Collected data entries
PR #2058, opened 2019-01-07
MLContext.Data.ReadFromBinary to accept IMultiStreamSource rather than Stream

### LINKED ISSUE #2052: BinaryLoader created from IMultiStreamSource not Stream
Whenever a binary loader is created, it can be crated from either a path or a stream. It is inappropriate for the public API to intimate that it is possible for the binary loader to be creatable from a stream. Even though it can be, this is a historical accident as the format (and its reader) predates `IMultiStreamSource`. Rather it, like all readers of this shape, should take `IMultiStreamSource`. That *internally* it operates over a single stream is an implementation detail that should not be visible externally.

najeeb-kazmi:
Fixes #2052

### DIFF
--- a/src/Microsoft.ML.Data/DataLoadSave/Binary/BinaryLoaderSaverCatalog.cs
+++ b/src/Microsoft.ML.Data/DataLoadSave/Binary/BinaryLoaderSaverCatalog.cs
@@ -14,14 +14,14 @@ namespace Microsoft.ML
         /// Read a data view from a Stream on a binary file using <see cref="BinaryLoader"/>.
         /// </summary>
         /// <param name="catalog">The catalog.</param>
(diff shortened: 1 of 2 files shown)


src/Microsoft.ML.Data/DataLoadSave/Binary/BinaryLoaderSaverCatalog.cs
```diff
@@ -14,14 +14,14 @@ public static class BinaryLoaderSaverCatalog
         /// Read a data view from a Stream on a binary file using <see cref="BinaryLoader"/>.
```
Ivanidzo4ka: >Stream [](start = 36, length = 6)

need to be updated as well.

- _Assignment_:
The required output is the lines from the one holding "-14,14 +14,14 @@ namespace Microsoft.ML" through the last line of the entries above, copied exactly.

- _The completed task_:
@@ -14,14 +14,14 @@ namespace Microsoft.ML
         /// Read a data view from a Stream on a binary file using <see cref="BinaryLoader"/>.
         /// </summary>
         /// <param name="catalog">The catalog.</param>
(diff shortened: 1 of 2 files shown)


src/Microsoft.ML.Data/DataLoadSave/Binary/BinaryLoaderSaverCatalog.cs
```diff
@@ -14,14 +14,14 @@ public static class BinaryLoaderSaverCatalog
         /// Read a data view from a Stream on a binary file using <see cref="BinaryLoader"/>.
```
Ivanidzo4ka: >Stream [](start = 36, length = 6)

need to be updated as well.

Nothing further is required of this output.